Gabriels Stellvertreterin Schwesig forderte unterdessen eine bessere Nachverfolgbarkeit, wohin jugendliche Flüchtlinge verschwinden. „Ich würde mir sehr wünschen, dass hier endlich die Registrierung besser erfolgt. Der Innenminister ist gefragt, mit dem BKA hier zu aussagekräftigen Zahlen zu kommen“, sagte die Familienministerin in Neubrandenburg.

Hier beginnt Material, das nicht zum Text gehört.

PR #451, opened 2023-12-23
fix(textinput): Placeholder No Longer Changes Width + Paste Calculation

hopefulTex:
Previously, the `placeholderView()` function did not respect `Width` when it was set to a non-zero value.  The textinput's width now stays the same irrelevant of the placeholder length.
Pasting now trims to match the available space if length is greater than the `charLimit`.

### DIFF
--- a/textinput/textinput.go
+++ b/textinput/textinput.go
@@ -1,6 +1,7 @@
 package textinput
 
 import (
+	"reflect"
 	"strings"
 	"time"
 	"unicode"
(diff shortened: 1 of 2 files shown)


maaslalani:
Thank you so much @hopefulTex, just tested this out with various values for placeholder and width and it works great! Really appreciate the PR ❤️

textinput/textinput.go
```diff
@@ -713,8 +713,30 @@ func (m Model) placeholderView() string {
...
+
+		// if width < len, 'subtract'(add) number to len and dont add padding
+		if availWidth < 0 {
+			minWidth += availWidth
+			availWidth = 0
+		}
+		// append placeholder[len] - cursor, append padding
+		v += style(string(p[1:minWidth]))
+		v += style(strings.Repeat(" ", availWidth))
+
```
maaslalani, line 735:
```suggestion
```

maaslalani:
> Pasting now trims to match the available space if length is greater than the charLimit.

Great catch on this as well!

PR #455, opened 2024-01-15
Update README.md with fixing outdated wrong example

yuseferi:
There was an outdated link in the readme file that led users to outdated with syntax error example. in this PR I fixed the link to refer to the correct and latest code sample.


maaslalani:
Thanks for the contribution @yuseferi, this was fixed in https://github.com/charmbracelet/bubbles/pull/467

PR #458, opened 2024-01-17
Fix list pagination functions

nekopy:
1. Set receivers for list.NextPage and list.PrevPage to pointers

# Why?
The Next and Prev list functions should advance or move back the page, but with the receivers not being pointers, it causes these methods to be no-ops

### DIFF
--- a/list/list.go
+++ b/list/list.go
@@ -532,12 +532,12 @@ func (m *Model) CursorDown() {
 }
 
 // PrevPage moves to the previous page, if available.
-func (m Model) PrevPage() {
+func (m *Model) PrevPage() {
 	m.Paginator.PrevPage()
 }
 
 // NextPage moves to the next page, if available.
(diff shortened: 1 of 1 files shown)


maaslalani:
Yes, looking at how the `CursorUp` and `CursorDown` methods have pointer receivers I believe you're correct on this one.

mikelorant:
@maaslalani @nekopy This has caused a regression for my app causing `NextPage` and `PrevPage` to jump two pages at a time.

Any ideas what is going on?

mikelorant:
Figured this out. Was clearly a bug in my app but since this was a noop, it wasn't doing anything before.

maaslalani:
> Figured this out. Was clearly a bug in my app but since this was a noop, it wasn't doing anything before.
> 
> 

Thanks for double checking @mikelorant! Let me know if there's any other problems you're running into.

PR #1453, opened 2019-08-30
fix: h2 in media edit dialog should be h1

nolanlawson:
The dialog is in its own document, so the heading level should start
back at h1.


nolanlawson:
Actually I just realized there is already an h1 in there, so actually the h2 is correct >_<

PR #1486, opened 2019-09-15
feat: mark media as sensitive without a CW

### LINKED ISSUE #1297: Cannot mark media as sensitive when a toot has no content warning
I can't find the « mark as sensitive » button for uploaded media but I found people making reference to it.

Perhaps it's aregression, perhaps it's my broken brain ? :confused: 

Screenshot_2019-07-04 ltch fr · Home(1)

nolanlawson:
fixes #1297

With this fix, media can be marked as sensitive whether or not there is a content warning. A checkbox is added to toggle sensitivity, just like the Mastodon UI.

The checkbox will automatically turn itself on and off depending on whether or not there is a CW. But you can flip it to "on" even without a CW.

Note that the Mastodon API does not allow the reverse scenario (a content warning but a non-sensitive media).

### DIFF
--- a/src/routes/_actions/contentWarnings.js
+++ b/src/routes/_actions/contentWarnings.js
@@ -6,6 +6,7 @@ export function toggleContentWarningShown (realm) {
   const newShown = !shown
   store.setComposeData(realm, {
     contentWarning: newShown ? contentWarning : '',
-    contentWarningShown: newShown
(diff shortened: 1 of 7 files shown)


nolanlawson:
Screenshot from 2019-09-15 09-42-51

Nach einer Statistik des Bundeskriminalamts (BKA) waren zum 1. Juli etwa 9000 unbegleitete Flüchtlingskinder als vermisst gemeldet. Die Zahl hat sich seit Jahresbeginn fast verdoppelt. 867 Kinder waren demnach bis zu 13 Jahre alt, gut 8000 zwischen 14 und 17 Jahre und 78 Personen knapp über 18 Jahre alt. Wenn sich die ohne Eltern eingereisten Kinder aus einer Aufnahmeeinrichtung entfernten, geben Betreuer oder Jugendämter laut BKA eine Vermisstenanzeige auf. Laut BKA entfernen sich die Kinder und Jugendlichen vielfach „nicht planlos“, sondern wollten ihre Eltern, Verwandten oder Bekannten in anderen deutschen Städten oder in Europa aufsuchen. Oftmals komme es zu Doppelregistrierungen in verschiedenen Unterkünften, da viele Minderjährige ohne Ausweispapiere reisten. Konkrete Erkenntnisse, das ein Teil der vermissten minderjährigen Flüchtlinge Kriminellen in die Hände gefallen sein könnten, lägen dem BKA nicht vor.